-- Opening Marker --
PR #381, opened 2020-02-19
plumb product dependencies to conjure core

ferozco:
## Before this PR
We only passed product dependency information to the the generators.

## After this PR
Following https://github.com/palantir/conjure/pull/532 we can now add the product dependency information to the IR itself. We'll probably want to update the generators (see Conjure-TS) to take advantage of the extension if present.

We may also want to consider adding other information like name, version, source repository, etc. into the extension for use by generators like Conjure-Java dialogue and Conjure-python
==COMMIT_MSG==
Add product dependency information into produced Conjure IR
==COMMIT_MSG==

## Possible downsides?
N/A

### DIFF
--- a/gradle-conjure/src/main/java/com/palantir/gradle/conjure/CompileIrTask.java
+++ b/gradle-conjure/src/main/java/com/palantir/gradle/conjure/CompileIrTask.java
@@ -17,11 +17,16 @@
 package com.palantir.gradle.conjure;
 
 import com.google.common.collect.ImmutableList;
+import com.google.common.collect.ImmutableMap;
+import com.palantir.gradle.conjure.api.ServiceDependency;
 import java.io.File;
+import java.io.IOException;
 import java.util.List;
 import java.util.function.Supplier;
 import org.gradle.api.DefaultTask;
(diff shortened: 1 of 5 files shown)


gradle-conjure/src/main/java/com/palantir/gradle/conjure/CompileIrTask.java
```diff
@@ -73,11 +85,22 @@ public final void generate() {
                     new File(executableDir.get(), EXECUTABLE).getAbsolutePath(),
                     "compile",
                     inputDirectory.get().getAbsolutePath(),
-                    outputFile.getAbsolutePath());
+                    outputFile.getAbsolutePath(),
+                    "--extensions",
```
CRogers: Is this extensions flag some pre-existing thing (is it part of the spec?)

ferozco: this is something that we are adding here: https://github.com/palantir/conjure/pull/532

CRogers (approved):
-- Closing Marker --
> Assignment
Quote in full each line from the top of the records above through the line with "Following https://github.com/palantir/conjure/pull/532 we"; stop after that line.

> Answer to this problem
PR #381, opened 2020-02-19
plumb product dependencies to conjure core

ferozco:
## Before this PR
We only passed product dependency information to the the generators.

## After this PR
Following https://github.com/palantir/conjure/pull/532 we can now add the product dependency information to the IR itself. We'll probably want to update the generators (see Conjure-TS) to take advantage of the extension if present.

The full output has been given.